*** Opening DATA FOR THIS EXERCISE ***

PR #129, opened 2026-07-10
feat(ffi): RET_STALE_WARN progress callback replacing handler timeout

### LINKED ISSUE #126: Review per-function timeout design and document its scope
Reviewing the per-function timeout currently baked into nim-ffi.

Open question:
- Should nim-ffi set this timeout itself, or should it be left to the caller to configure? Hardcoding a timeout on our side removes control from the user; exposing it (or letting them pass one in) may be the better default.

Behavior to document regardless of the above:
- The 30s timeout applies to the *whole operation*, not a single connection attempt.
- A dial can be given multiple addresses, and nim-libp2p dials them sequentially. So the 30s budget is shared across all address attempts, not spent per-address.
- This needs to be called out clearly in the exported API docs so callers understand that passing N addresses does not give them N * 30s.

Decide on ownership of the timeout (us vs. caller), then document the final semantics.

https://github.com/vacp2p/nim-libp2p/pull/2774#discussion_r3558827207

Ivansete-status:
Closes #126.

## What

nim-ffi **never times a handler out** — a hard-cancel mid-call into the underlying library (Waku/libp2p) can leave it half-applied. Instead, while a request is still in flight its result callback receives a **non-terminal `RET_STALE_WARN` (3)** every `StaleWarnInterval` (5s default; `-d:ffiStaleWarnIntervalMs=<ms>` to override), with the payload carrying the elapsed milliseconds as a decimal string. The request **always** ends with exactly one terminal `RET_OK` / `RET_ERR`.

The dev decides what to do with a slow request — keep waiting, show a spinner, tear the context down — nim-ffi does not decide for them.

## Why

This replaces the never-released per-proc `{.ffi: "timeout = <ms>".}` override and the `defaultRequestTimeout` context field (#93), whose hard abort unblocked the caller early. Per the discussion in #126, a fixed hard timeout can't know the right budget for a given call (e.g. sequential multi-address dials), so the caller is kept informed and owns the decision. The stale-warn interval is an internal context seam (`staleWarnInterval`), **not** a per-proc pragma.

## Callback contract

| Code | Value | Terminal? | Meaning |
| --- | --- | --- | --- |
| `RET_OK` | 0 | yes | Success; payload = encoded result |
| `RET_ERR` | 1 | yes | Failure; payload = UTF-8 error |
| `RET_MISSING_CALLBACK` | 2 | — | No callback passed |
| `RET_STALE_WARN` | 3 | **no** | Still running; payload = elapsed ms |

## Codegen / safety

- Emit `RET_STALE_WARN` in the C / C++ headers (documented).
- Every generated reply trampoline (C, C++, Rust, and the Nim `abi=c` reply trampolines) frees its one-shot box on the first callback — so each now **early-returns on the non-terminal code** to avoid a double-free from the repeated callback. Typed wrappers ignore the progress signal for now; it is delivered at the raw result-callback boundary.

## Tests

- New end-to-end test in `test_ffi_context.nim`: a slow handler pings the caller several times (invariant: the k-th ping reports exactly `k * interval`) then delivers one terminal `RET_OK`, with nothing trailing it.
- Dropped the #93 timeout suites.
- Full unit suite green (orc + refc); C / C++ / c_abi e2e green.

## Note

Depends on the build-hygiene fix in #128 for the full e2e matrix to run reliably in a shared workspace (independent PR).


gmelodie (approved):
Good! I'd just reduce the size of comments throughout if possible

PR #143, opened 2026-07-31
abi = c header: self-contained, event-listener ABI, doc comments, ctor/dtor guard

gmelodie:
## Summary

Rounds out the generated C bindings so an `abi = c` consumer needs no hand-written header, and adds two compile-time ergonomics to `declareLibrary` / `genBindings`.

The driver was issue #6 (a Waku kernel that hand-writes the `abi = c` header). Each change below removes one reason that header had to exist.

## Changes

- **Event-listener ABI in the `abi = c` header** (`ffi/codegen/c.nim`, `emitAbiExternDecls`). `declareLibrary` always exports `<lib>_add_event_listener` / `<lib>_remove_event_listener` on the `FFIContext`, but the `abi = c` generator never declared them. It now emits both, plus the `FFICallback` typedef they take (guarded by `NIMFFI_FFICALLBACK_DEFINED`, and spelled to match the CBOR/C++ headers). The typed `{.ffiEvent.}` listener machinery is still unsupported under `abi = c` — this is only the raw ABI.
- **Self-contained `abi = c` header** (`ffi/codegen/c.nim`). Beside the existing `<stdint.h>`/`<stddef.h>` includes and `NIMFFI_RET_*` codes, the header now emits short `#ifndef`-guarded `RET_*` aliases (`RET_OK`, `RET_ERR`, `RET_MISSING_CALLBACK`, `RET_STALE_WARN`) for consumers that use the unprefixed names.
- **`ABIFormat` enum overload of `declareLibrary`** (`ffi/internal/ffi_library.nim`). The shared body moved into `declareLibraryImpl`; a second macro overload accepts `defaultABIFormat: static[ABIFormat]`, so `defaultABIFormat = ABIFormat.C` compiles next to the `"c"` string. Two-arg calls stay unambiguous because the enum overload has no default for that parameter.
- **`headerBanner` option** (`declareLibrary` → `currentHeaderBanner` → `generateCBindings` → both C headers). An optional string stamped as `//`-comment lines at the top of every generated C header (e.g. a "generated — do not edit" note). A trailing backslash in a banner line is stripped so it cannot splice the include guard into the comment.
- **ctor-without-dtor is a compile error** (`ffi/internal/ffi_macro.nim`, `genBindings`, issue #3). A `{.ffiCtor.}` allocates a context; without a `{.ffiDtor.}` the caller cannot release the underlying Nim library object. `genBindings()` now fails, naming the ctor and the fix. The check fires at binding generation, so a runtime-only library that never calls `genBindings()` is not covered.

Doc-comment propagation into the header (issue #6's "USE AT YOUR OWN RISK" note) already landed earlier on this branch; `test_doc_propagation` covers it and it needs no change.

## Regenerated bindings

- `examples/echo/c_abi_bindings/echo.h` — regenerated under orc and refc; the diff is the new listener decls, `FFICallback` typedef and `RET_*` aliases.

## Tests

- New `tests/unit/test_declare_library.nim` — child `nim check` fixtures for the enum overload (compiles, sets the default) and the ctor-without-dtor error (fails, names the ctor).
- New suites in `tests/unit/test_c_codegen.nim` — the `abi = c` header's includes, `RET_*` aliases, event-listener ABI, `FFICallback` guard, the banner (both header shapes), and a regression that a backslash-terminated banner line cannot delete the include guard.
- Added the required `{.ffiDtor.}` to three fixtures that declared a ctor without one (`test_c_abi_dispatch`, `ffistatic_abi_c_scalar_fixture`, `scalar_skip_fixture`); their intended errors still fire.

All unit tests pass under `--mm:orc`. The regenerated header compiles cleanly under `gcc -std=c11 -Wall -Wextra` and `g++ -std=c++17`.

### DIFF
--- a/CHANGELOG.md
+++ b/CHANGELOG.md
@@ -5,6 +5,23 @@ All notable changes to this project are documented in this file.
 ## [Unreleased]
 
 ### Added
+- The `abi = c` C header now declares the event-listener ABI that
+  `declareLibrary` always exports (`<lib>_add_event_listener` /
+  `<lib>_remove_event_listener`) and the `FFICallBack` typedef they take, so a
+  consumer needs no hand-written header. The typed listener machinery for
+  `{.ffiEvent.}` is still unsupported under `abi = c`.
+- The `abi = c` C header is self-contained: it emits the `<stdint.h>` /
+  `<stddef.h>` includes, the `NIMFFI_RET_*` status codes, and short
+  `#ifndef`-guarded `RET_*` aliases for consumers that use the unprefixed names.
+- Each `{.ffi.}` proc's `##` doc comment reaches the generated C header as a
+  `/** ... */` block above the declaration and its wrapper.
+- `declareLibrary` accepts the `ABIFormat` enum for `defaultABIFormat`, so
+  `defaultABIFormat = ABIFormat.C` compiles alongside the `"c"` string.
+- `declareLibrary` takes an optional `headerBanner` argument, stamped as a
+  `//`-comment block at the top of every generated C header.
+- `genBindings()` fails compilation when a library declares an `{.ffiCtor.}` but
+  no `{.ffiDtor.}`, so the context a constructor builds always has a way to be
+  released.
 - `{.ffiEvent.}` now accepts multiple parameters. The macro synthesises and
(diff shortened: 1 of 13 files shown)


fcecin (approved):
LGTM

Issue #145, opened 2026-08-03
Security & memory-safety audit of master @ aad9374 — 11 findings (3 High) + test-first remediation plan


NagyZoltanPeter:
Security and memory-safety audit of the runtime FFI surface at `master` @ aad9374 ("Integrate the 0.2 line into master: `{.ffi.}` shape router, `{.ffiExport.}`, context recycling", #142).

**11 findings — 3 High, 2 Medium, 6 Low.** The three High findings share a root cause: the context-recycling feature returns a pool slot to service without fully draining it, fully resetting it, or re-identifying it.

Toolchain: Nim 2.2.4. Method: manual read of the full runtime surface plus the generated-code macros, in three independent passes; every finding re-verified against source. Two claims from earlier passes were refuted or downgraded and are recorded in the *Corrections* section rather than dropped.

---

## Scope

**In scope (runtime attack surface):** `ffi/alloc.nim`, `ffi/cbor_serial.nim`, `ffi/ffi_context.nim`, `ffi/ffi_context_pool.nim`, `ffi/ffi_events.nim`, `ffi/ffi_handles.nim`, `ffi/ffi_request_queue.nim`, `ffi/ffi_thread.nim`, `ffi/ffi_thread_request.nim`, `ffi/ffi_types.nim`, `ffi/event_thread.nim`, `ffi/internal/*.nim`.

**Out of scope:** `ffi/codegen/*.nim` — compile-time binding generators that only `writeFile` into an output directory. No runtime attack surface. Confirmed no `execCmd`/`startProcess`/`osproc`/network use anywhere under `ffi/` (only `os.getEnv("NO_COLOR")` at `logging.nim:93`).

**Threat model.** The C caller is semi-trusted (it is the embedding host), but the library should not corrupt memory or crash on malformed input, and must not leak state across context lifecycles. Hosts commonly forward network-derived data into FFI payloads, so payload bytes are treated as attacker-influenced.

## Summary

| ID | Finding | Severity | mm impact |
|----|---------|----------|-----------|
| SEC-01 | `recycleContext` discards its drain result and tears down unconditionally | **High** | both |
| SEC-02 | Handle registry never cleared on recycle → leak + stale-handle resolution | **High** | both (UAF worse under refc) |
| SEC-03 | Pooled context pointer has no generation tag → ABA across recycle | **High** | both |
| SEC-04 | `abi = c` CWire unpack trusts caller `_len` / `cstring` unconditionally | Medium | both |
[...]

PR #149, opened 2026-08-11
fix(ffi): dispatch events off a snapshot so a listener can mutate the registry

gmelodie:
## Summary

Follow-up on the findings of #145 (SEC-05). A listener callback that called `<lib>_remove_event_listener` deadlocked the event thread.

`dispatchToListeners` held `reg.lock` across the callbacks, and `Lock` is a plain pthread mutex, so a listener that dropped itself waited on the thread that was running it. The dispatch now snapshots the listeners, releases the lock and then calls them.

The lock did carry one guarantee worth keeping: after a remove returned, no callback of that listener could still run, so the host could free its `userData`. A bare snapshot trades the deadlock for a use-after-free, so the registry now counts the deliveries in flight and `removeEventListener` waits them out. A thread inside a dispatch skips the wait, which is the case that used to hang; the depth lives in a `{.threadvar.}`, so the count stays correct even if a second thread ever dispatches. `clearListeners` and `removeAllEventListeners` take the same wait, so a recycle cannot return while a callback runs.

This also resolves the contradiction the audit recorded: `removeEventListener` claimed "safe from inside a dispatch; the in-flight snapshot still delivers once" while the dispatch used no snapshot. The docstring is now true, and three further comments that named `reg.lock` as the hazard are corrected.

## Affected Areas

`ffi/ffi_events.nim` gains `beginDispatch` / `endDispatch` / `awaitDispatch` on `FFIEventRegistry`, plus a `Cond` and a delivery count. `ffi/event_thread.nim` uses them in `dispatchToListeners`. The C, C++ and Rust generators emit a doc comment on the remove entry point and on the wrapper that releases the listener box. The rest is comments and the new test job.

## Impact on Library Users

The C ABI does not change. The generated bindings carry the new doc comment, so the checked-in ones are regenerated; that diff is comments only.

A listener may now call `<lib>_remove_event_listener` from inside its own callback, and gets one last delivery from the snapshot in flight. A remove from any other thread blocks until that delivery ends, so the `userData` of a listener is safe to free as soon as the remove returns.

A remove from inside a callback cannot wait for its own dispatch, so it returns at once. If it drops a different listener, the snapshot in flight can still deliver to that listener, and the `userData` of that listener must stay alive until the dispatch ends. The generated wrappers (`<lib>_ctx_remove_event_listener` in C, `removeEventListener` in C++, `remove_event_listener` in Rust) release the box that holds the handler, so call them from inside a callback only for the listener that runs. The header documentation and the changelog carry the same warning.

Under `--mm:refc` a listener may only remove, not add. A registration grows the registry, and the event thread must not allocate into the thread-local heap that owns it.

## Risk Assessment

The wait keeps the old cross-thread behaviour, so a wedged listener blocks a remove exactly as it did before. It cannot deadlock a dispatching thread, because such a thread never waits.

`FFIEventRegistry` gains a `Cond` beside its `Lock`; both are created in `initEventRegistry` and destroyed in `deinitEventRegistry`.

## Tests

New `tests/unit/test_event_listener_reentrancy.nim`. A listener drops itself from inside its callback, and a second test blocks a callback while another thread removes the listener, to prove the remove waits.

The file arms a watchdog that quits the process, because the unpatched behaviour is a hang and not a failed check. On `b6c17dc` both tests hit the watchdog and exit 1, under orc and under refc alike. With the fix the full unit suite passes under both memory models, and under `NIM_FFI_SAN=tsan`.

A `Listener Reentrancy` job joins the cross-OS unit matrix in `ci.yml`. Without it the file would run only in the two Linux sanitizer jobs, and this fix rests on pthread mutex and condvar behaviour.

## References

Issue #145 (SEC-05). Follows #148, which covers SEC-01, SEC-02, SEC-03, SEC-06, SEC-09, SEC-10 and SEC-11.

### DIFF
--- a/.github/workflows/ci.yml
+++ b/.github/workflows/ci.yml
@@ -89,6 +89,17 @@ jobs:
       nim-versions:   ${{ needs.versions.outputs.nim-versions }}
       nimble-version: ${{ needs.versions.outputs.nimble }}
 
+  listener-reentrancy:
+    # The dispatch barrier is a pthread condvar; cover the OSes whose mutex and
+    # condvar behaviour differ, not only the Linux sanitizer jobs.
+    name: Listener Reentrancy
+    needs: versions
+    uses: ./.github/workflows/test.yml
+    with:
+      test: test_event_listener_reentrancy
+      nim-versions:   ${{ needs.versions.outputs.nim-versions }}
+      nimble-version: ${{ needs.versions.outputs.nimble }}
+
   c-wire:
     # The `c`-ABI cwire codec is layout-/allocator-sensitive (malloc/free, flat
     # struct packing, allocShared for seq/Option), so cover it across the full
--- a/CHANGELOG.md
+++ b/CHANGELOG.md
@@ -152,6 +152,16 @@ All notable changes to this project are documented in this file.
   through the callback. The check is emitted only for `ref` library types, and
   it runs on the FFI thread behind any queued constructor, so a host that issues
   a call without awaiting the create callback is unaffected.
+- A listener callback that calls `<lib>_remove_event_listener` or
+  `<lib>_add_event_listener` no longer deadlocks the event thread. The dispatch
+  held the non-reentrant registry lock across the callbacks, so a listener that
+  dropped itself waited on the thread it ran on. The dispatch now calls the
+  listeners off a snapshot with the lock released, and the removed listener gets
+  one last delivery from that snapshot. A remove from another thread still waits
+  the delivery out, so the `userData` of a listener stays safe to free as soon as
+  the remove returns. Under `--mm:refc` a listener may only remove, not add: a
+  registration grows the registry, and the event thread must not allocate into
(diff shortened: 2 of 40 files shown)


fcecin (approved):
LGTM. Fable 5 review flagged a documentation (API contract) concern, FWIW.

```
  **Observation.** A listener callback can remove a different listener during a dispatch. The remove returns immediately, because a thread cannot wait for its own dispatch. The removed listener
  can still receive one delivery from the snapshot of that dispatch.

  **Risk.** The changelog says userData is safe to free as soon as the remove returns. That is true only for a remove from another thread. If a listener removes a different listener and the host
  then frees that userData, the last delivery writes to freed memory.

  **Recommendation.** Add one warning to the changelog and to the header documentation: "Do not free the userData of a listener that you remove from inside a listener callback. The current
  dispatch can deliver to it one more time." Optional follow-up, not a blocker: return a distinct code from remove for this case, so the host can detect it.
```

*** Closing DATA FOR THIS EXERCISE ***

**ABOUT THIS EXERCISE**
Count lines, not occurrences: report how many lines in the entries above include the word "stamped", as a number alone.

**RESPONSE BELOW**
2